I did answer the question? That for him to get it ahead of time. But your right I did put some attitude behind it. Sorry. It just never ceases to amaze me how many times that exact question gets asked. Just about everytime new software spools.

Sorry Slyster.


----------



## Slyster (May 17, 2005)

Serious? I can go to Denver and have it done? Where in Denver? Do you have an address or directions? I am actually in Vail, CO for the next 2 months and would be very willing to do this... Denver is only just over an hour away. If this would save me anothe 2 weeks on waiting for the upgrade.. it would be worth it to me.


----------



## Jason Nipp (Jun 10, 2004)

Slyster said:


> Serious? I can go to Denver and have it done? Where in Denver? Do you have an address or directions? I am actually in Vail, CO for the next 2 months and would be very willing to do this... Denver is only just over an hour away. If this would save me anothe 2 weeks on waiting for the upgrade.. it would be worth it to me.

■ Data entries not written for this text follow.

PR #52, opened 2020-02-03
Avoid fetching whole graph more than once

fomentia:


docker-compose.yml
```diff
@@ -18,6 +18,7 @@ services:
       - graph
   graph:
     image: tinkerpop/gremlin-server:3.4
+    user: "1000"
```
fomentia: I know we've had a discussion with @erichs about this but I can't remember what we decided. I'll try to find it...

src/synchronizers/synchronizeStorageAccounts.ts
```diff
@@ -39,12 +98,38 @@ export default async function synchronizeStorageAccounts(
...
+          "HAS",
+          STORAGE_BLOB_SERVICE_ENTITY_TYPE,
+          STORAGE_CONTAINER_ENTITY_TYPE,
+        ),
+      ),
+    ]),
+  );
+
+  executionContext.logger.info(
+    {},
```
aiwilliams: Would be pretty great to include counts in this object.

docker-compose.yml
fomentia: https://bitbucket.org/lifeomic/jupiter-integration-aws/pull-requests/479/support-cross-platform-docker-env

fomentia:
OK, it's doing everything it needs to do, but I think the code can be made more readable by breaking it apart some (functions are way too long). Maybe should separate it into multiple files as well.

fomentia:
Ugh. Feel free to review now, I may not update it. I hate JavaScript.

fomentia:
@aiwilliams Pls review. Are there places where I should add more logs?

src/synchronizers/synchronizeStorageAccounts/index.ts
```diff
@@ -0,0 +1,298 @@
...
+      "Finished getting old container entity and reassigning old data",
+    );
+
+    const [
+      serviceContainerRelationship,
+      oldServiceContainerRelationship,
+      serviceContainerOldData,
+    ] = entityOrRelationship({
+      newEntityConstructor: () => {
+        return createIntegrationRelationship({
```
aiwilliams: I think these can be created and assigned, then passed in without having to just return and destructure it. The function is not deferred or otherwise used in interesting ways.

src/synchronizers/synchronizeStorageAccounts/index.ts
```diff
@@ -0,0 +1,298 @@
...
+  const newContainerEntities: EntityFromIntegration[] = [];
+  const oldServiceContainerRelationships: IntegrationRelationship[] = [];
+  const newServiceContainerRelationships: IntegrationRelationship[] = [];
+
+  await azrm.iterateStorageBlobContainers(storageAccount, e => {
+    const [
+      containerEntity,
+      oldContainerEntity,
+      containerOldData,
+    ] = entityOrRelationship({
```
aiwilliams: This name does't capture all that is happening, particularly the fact that `oldData` is being worked off.

src/synchronizers/synchronizeStorageAccounts/index.ts
```diff
@@ -0,0 +1,298 @@
...
+      newEntityConstructor: () => {
+        return createStorageContainerEntity(webLinker, storageAccount, e);
+      },
+      oldData,
+      oldDataGetter: getOldContainerEntity,
+    });
+    oldData = containerOldData;
```
aiwilliams: This is confusing. Perhaps use `let oldData: OldData` before this assignment, so that it can be reassigned in the destructure assignment?

src/synchronizers/synchronizeStorageAccounts/index.ts
```diff
@@ -0,0 +1,265 @@
...
+      to: containerEntity,
+    });
+    let oldServiceContainerRelationship;
+    [
+      oldServiceContainerRelationship,
+      oldData,
+    ] = popOldServiceContainerRelationship(
+      oldData,
+      serviceContainerRelationship,
+    );
```
aiwilliams: You know what would make this just a little bit better?
```
    let oldServiceContainerRelationship;
    [
      oldData,
      oldServiceContainerRelationship,
    ] = popOldServiceContainerRelationship(
      oldData,
      serviceContainerRelationship,
    );
```

fomentia: @aiwilliams I considered that, but then thought it would be weird for pop to _not_ return the popped item as the first item in the tuple. Although, now that I'm thinking about it again, it makes sense and is more readable, so I'll update.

Yes, this can be arranged. This is typically done as a service to retailers. There is a small fee to do this, I was told $50 on an 811, on a 50x price could different.

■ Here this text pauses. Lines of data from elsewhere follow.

PR #53, opened 2020-02-04
Add support for SQL servers and databases

erkangz:


src/converters/relationships.ts
```diff
@@ -254,3 +257,19 @@ export function createVirtualMachineNetworkInterfaceRelationship(
...
+  database: EntityFromIntegration,
+): IntegrationRelationship {
+  return createIntegrationRelationship({
+    _class: SQL_SERVER_DATABASE_RELATIONSHIP_CLASS,
+    fromKey: server._key,
+    fromType: server._type,
+    toKey: database._key,
+    toType: database._type,
+    properties: {
+      _type: SQL_SERVER_DATABASE_RELATIONSHIP_TYPE,
```
aiwilliams: Since this is a new relationship, it would be great to avoid passing this and allow the `createIntegrationRelationship()` function to build the `_type` using the `fromType`, `_class`, `toType` values, seen here: https://bitbucket.org/lifeomic/jupiter-managed-integration-sdk/src/70e47b55361ac2884edfd1238e6dc8c2b075e5e1/src/data-model/createIntegrationRelationship.test.ts#lines-75

The only reason the other functions are providing it is because I adopted `createIntegrationRelationship` in this integration and did not want to change the `_type` values.

src/jupiterone/relationships.ts
```diff
@@ -29,3 +29,7 @@ export const VIRTUAL_MACHINE_NIC_RELATIONSHIP_CLASS = "USES";
 export const VIRTUAL_MACHINE_PUBLIC_IP_ADDRESS_RELATIONSHIP_TYPE =
   "azure_vm_uses_public_ip";
 export const VIRTUAL_MACHINE_PUBLIC_IP_ADDRESS_RELATIONSHIP_CLASS = "USES";
+
+export const SQL_SERVER_DATABASE_RELATIONSHIP_TYPE =
+  "azure_sql_server_has_database";
```
aiwilliams: This can be assigned using `generateRelationshipType()` from https://bitbucket.org/lifeomic/jupiter-managed-integration-sdk/src/70e47b55361ac2884edfd1238e6dc8c2b075e5e1/src/data-model/util.ts#lines-8. For example, https://github.com/JupiterOne/graph-crowdstrike/blob/master/src/jupiterone/converters.ts#L118. I don't love that we include the class in the `_type`, because it means that when we change the relationship class the type is different, but we keep doing that, so that is what this generator does.

Note that once we implement the new approach to synchronization, where we iterate the data from J1, we will not need to generate relationship type constants for looking up stuff like we have to do here.

src/converters/relationships.ts
aiwilliams: To clarify, I meant that I did not want to have to write up code to "deprecate" (delete) relationships having the existing type value.

src/jupiterone/relationships.ts
erkangz: the generated relationship type is something like `azure_sql_server_has_azure_sql_database` which is super wordy.  maybe that's ok?  If we later allow querying for edges directly, this may matter

erkangz: ok, made the SDK smarter to generate type strings without duplicating the provider and service portion (e.g. `azure_sql_`) in the latest version

src/jupiterone/relationships.ts
```diff
@@ -1,31 +1,22 @@
...
-  "azure_vm_uses_network_interface";
-export const VIRTUAL_MACHINE_NIC_RELATIONSHIP_CLASS = "USES";
+export const VIRTUAL_MACHINE_NIC_RELATIONSHIP_TYPE = "azure_vm_uses_nic";
 
 export const VIRTUAL_MACHINE_PUBLIC_IP_ADDRESS_RELATIONSHIP_TYPE =
   "azure_vm_uses_public_ip";
-export const VIRTUAL_MACHINE_PUBLIC_IP_ADDRESS_RELATIONSHIP_CLASS = "USES";
+
+export const SQL_SERVER_DATABASE_RELATIONSHIP_TYPE =
+  "azure_sql_server_has_database";
```
aiwilliams: What do you think about making this:
```
export const SQL_SERVER_DATABASE_RELATIONSHIP_TYPE = generateRelationshipType(DataModel.RelationshipClass.HAS, SQL_SERVER_ENTITY_TYPE, SQL_DATABASE_ENTITY_TYPE)
```
That will ensure that it generates whatever is being produced in `createIntegrationRelationship()`.

src/synchronizers/syncronizeComputeResources.ts
```diff
@@ -127,6 +127,16 @@ export default async function synchronizeComputeResources(
...
+  // This has been changed to "azure_vm_uses_nic"
+  const DEPRECATED_VIRTUAL_MACHINE_NIC_RELATIONSHIP_TYPE =
+    "azure_vm_uses_network_interface";
+
+  oldVMNicRelationships.push(
+    ...(await graph.findRelationshipsByType(
+      DEPRECATED_VIRTUAL_MACHINE_NIC_RELATIONSHIP_TYPE,
+    )),
+  );
+
```
aiwilliams: Excellent, thanks for getting this in here. I didn't notice any other deprecated types 👍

This is what they refer to as a "Refurb". From my understanding when done you receiver would be restored to a factory ship condition, the smartcard is swapped, the memory is completely erased, as such when you got back home you would have to set it up as if it were a new box. This includes setting up the switch matrix, letting it download the newest software from the PiD, which for a new receiver is 2.38, and then you would have to resubscribe the receiver. I do not think this can be done while you wait. I have no idea what the lead-time is to get it back once you give it to them. Advanced Technical Support should be able to help you with setting this up. If not I can dig up more info. But it does seem like over kill for what your trying to accomplish in my opinion. I hear rumors that the confidence factor is high on 2.38 going all the way this time around.


----------



## Bob Haller (Mar 24, 2002)

NEVER rush a upgrade, let others like me foind the bugs.....


----------



## BuckeyeChris (Apr 20, 2004)

Bob Haller said:


> NEVER rush a upgrade, let others like me foind the bugs.....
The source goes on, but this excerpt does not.